* _Problem statement_
What lines below include the word "files"? Copy each one.

%%

Issue #456, opened 2019-09-20
Normalization of Steinhardt Order Parameter Wl


yzjin:
**Is your feature request related to a problem? Please describe.**
I was trying to verify the computation of wl computed by freud with the values given from [this link]. (https://github.com/ArvDee/Minkowski-structure-metrics-calculator/tree/master/testLattices)
The current computation of Steinhart Wl Order parameter in ```freud.local.Steinhardt``` doesn't enable it to be normalized by the value over all particles.

**Describe the solution you'd like**
Add an option for Wl normalization.

bdice:
This is the formula to implement:
![image](https://user-images.githubusercontent.com/3943761/65439666-8cc5a580-ddf5-11e9-8af1-0e1daea30e13.png)
Citation: https://aip.scitation.org/doi/abs/10.1063/1.1638740

vyasr:
Resolved by #460.

PR #460, opened 2019-09-24
Feature/wl normalization

yzjin:
## Description
This PR allows Steinhardt order parameter Wl to be normalized. The formula used to implement, and the issue it resolves can be found here: #456.

## How Has This Been Tested?
it passes all existing tests. 
Wl computed by freud differs with values given from [this link](https://github.com/ArvDee/Minkowski-structure-metrics-calculator/tree/master/testLattices) in average Ql for hcp structure, normalized Wl for l =2 , and average Wl for bcc, fcc, hcp, sc structures. 

## Types of changes

## Checklist:


tests/validation/test_Minkowski_Structure_Metrics.py
```diff
@@ -0,0 +1,29 @@
...
+import garnett
+import freud
+
+
+structures = ['fcc', 'bcc', 'hcp', 'sc']
+
+
+@pytest.mark.parametrize("filename", structures)
+def test_minkowski_structure_metric_ql(filename):
+    expected_ql = np.genfromtxt('files/{}_q.txt'.format(filename))
```
vyasr: Use `os.path.join(__file__, 'files/{}_q.txt'...)` so that the test works no matter where it's run from.

Also do this below in the `garnett.read` line.

tests/validation/test_Minkowski_Structure_Metrics.py
```diff
@@ -0,0 +1,29 @@
+import numpy as np
+import pytest
+from pytest import approx
+import garnett
```
vyasr, line 3: I prefer to just use `gsd` directly. This is partly just personal preference, but also because frankly I trust its longevity as a package more (it's also nice but almost certainly irrelevant for these small files that using the package would let you use the C reader rather than the python reader). I'm sure @bdice differs on this, so I'll leave you two to decide what to do, but in either case the package should be added to the `tests_require` in setup.py.

tests/validation/test_Minkowski_Structure_Metrics.py
```diff
@@ -0,0 +1,29 @@
...
+        voro = freud.locality.Voronoi()
+        voro.compute(box, positions)
+        for sph_l in range(expected_ql.shape[1]):
+            comp = freud.order.Steinhardt(sph_l, weighted=True)
+            comp.compute(box, positions, nlist=voro.nlist)
+            assert comp.order == approx(expected_ql[:, sph_l],
+                                        rel=5e-5, abs=1e-3)
+
+
+if __name__ == '__main__':
```
vyasr, line 73: I assume we still need to add corresponding tests for Wl, the averaged OPs, and the normalized?

tests/validation/test_Minkowski_Structure_Metrics.py
```diff
@@ -0,0 +1,29 @@
...
+        frame = traj[0]
+        box = frame.box
+        positions = frame.positions
+        voro = freud.locality.Voronoi()
+        voro.compute(box, positions)
+        for sph_l in range(expected_ql.shape[1]):
+            comp = freud.order.Steinhardt(sph_l, weighted=True)
+            comp.compute(box, positions, nlist=voro.nlist)
+            assert comp.order == approx(expected_ql[:, sph_l],
+                                        rel=5e-5, abs=1e-3)
```
vyasr: This test should still use either `unittest` or `np.testing` functions (in this case probably `np.testing.assertAllclose` or so). `pytest` is nice, but probably not the appropriate solution here.

freud/order.pyx
```diff
@@ -485,6 +485,9 @@ cdef class Steinhardt(PairCompute):
             spherical harmonics over neighbors. If enabled and used with a
             Voronoi neighbor list, this results in the Minkowski Structure
             Metrics :math:`Q'_l`. (Default value = :code:`False`)
+        Wl_normalize (bool, optional):
+            Determines whether to normalize the :math:`W_l` version
+            of the Steinhardt order parameter. (Default value = :code:`False`)
```
vyasr, line 454: We still need to finalize the API for this. I suggested converting Ql, Wl, and Wl_normalize into mode arguments, but no final decisions were made. Thoughts? The orthogonality of the arguments should be preserved if at all possible.

cpp/order/Steinhardt.h
```diff
@@ -152,12 +160,13 @@ class Steinhardt
                                   const freud::locality::NeighborQuery* points, freud::locality::QueryArgs qargs);
 
     //! Normalize the order parameter
-    float normalize();
+    float normalizeSystem();
```
vyasr, line 177: Can you add to this docstring? Ideally we'd want to see a reference to a paper here discuss what the normalization does. It would be hard to evaluate the quality of the name without knowing exactly what the normalization is doing, for someone unfamiliar with the method or reading this code for the first time.

vyasr (changes requested):
Looks good! In addition to the inline comments, I have a couple of requests:
1. All of the text output files should be condensed into a npz archive. Unless we plan to add comments to the text files with more information (which seems very unnecessary since it's pretty obvious what they're doing) I don't want to bloat the repo with lots of validation files.
2. The validation folder should have an extra `minkowski` subdirectory so that we can separate these files from anything that gets added in the future as validation for other methods.
3. We need to add a reference for this normalization method. I wasn't able to verify correctness because I don't know exactly what the formula is that's being implemented. I can tell roughly what's going on, but I don't know if it's the expected behavior or not.

freud/order.pyx
yzjin: The implementation of this is much closer to a boolean flag, in terms of how "normalization" affects the math.

cpp/order/Steinhardt.h
yzjin: This is a separate issue, unrelated to Wl normalization. @bdice will make an issue describing this.

freud/order.pyx
bdice: @vyasr Do you still think mode arguments are the best approach here, or should we just fail if `Wl is False and Wl_normalize is True`?

cpp/order/Steinhardt.h
bdice: I added a more descriptive comment instead of filing an issue. It's somewhat better. I'm not sure what references I would cite here but I'll keep it in mind if I see a paper defining that quantity.

freud/order.pyx
vyasr: To be honest I'm not sure. I find both versions a little bit awkward, but I don't see a good way around it. If this is the only holdup , then I say we can stick with what you have.

requirements-testing.txt
```diff
@@ -0,0 +1,10 @@
+coverage==4.5.4
+cython==0.29.13
+garnett==0.5.0
+GitPython==3.0.2
```
vyasr, line 4: We don't actually need GitPython for anything, do we?

vyasr:
I'd still prefer to have all the validation data stored in a NumPy archive or something similar, unless there's a strong benefit to being able to actually see the values (which I kind of doubt since the absolute values of these quantities are only known based on actually calculating for a particular reference). Other than that, this PR looks mostly fine now aside from one comment I made regarding the requirements-testing file.

requirements-testing.txt
vyasr: @bdice indicated that he intends to use this file for CI purposes. In anticipation of performing benchmarks on CI, we will keep GitPython in this file for now.

vyasr:
In the interest of not letting things get stale, I'm going to merge this PR. Since there is future work anticipated on testing parts of this method, we can finalize cleanup at a later date.

vyasr (approved):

%%

* _Task answer_
+    expected_ql = np.genfromtxt('files/{}_q.txt'.format(filename))
vyasr: Use `os.path.join(__file__, 'files/{}_q.txt'...)` so that the test works no matter where it's run from.
vyasr, line 3: I prefer to just use `gsd` directly. This is partly just personal preference, but also because frankly I trust its longevity as a package more (it's also nice but almost certainly irrelevant for these small files that using the package would let you use the C reader rather than the python reader). I'm sure @bdice differs on this, so I'll leave you two to decide what to do, but in either case the package should be added to the `tests_require` in setup.py.
1. All of the text output files should be condensed into a npz archive. Unless we plan to add comments to the text files with more information (which seems very unnecessary since it's pretty obvious what they're doing) I don't want to bloat the repo with lots of validation files.
2. The validation folder should have an extra `minkowski` subdirectory so that we can separate these files from anything that gets added in the future as validation for other methods.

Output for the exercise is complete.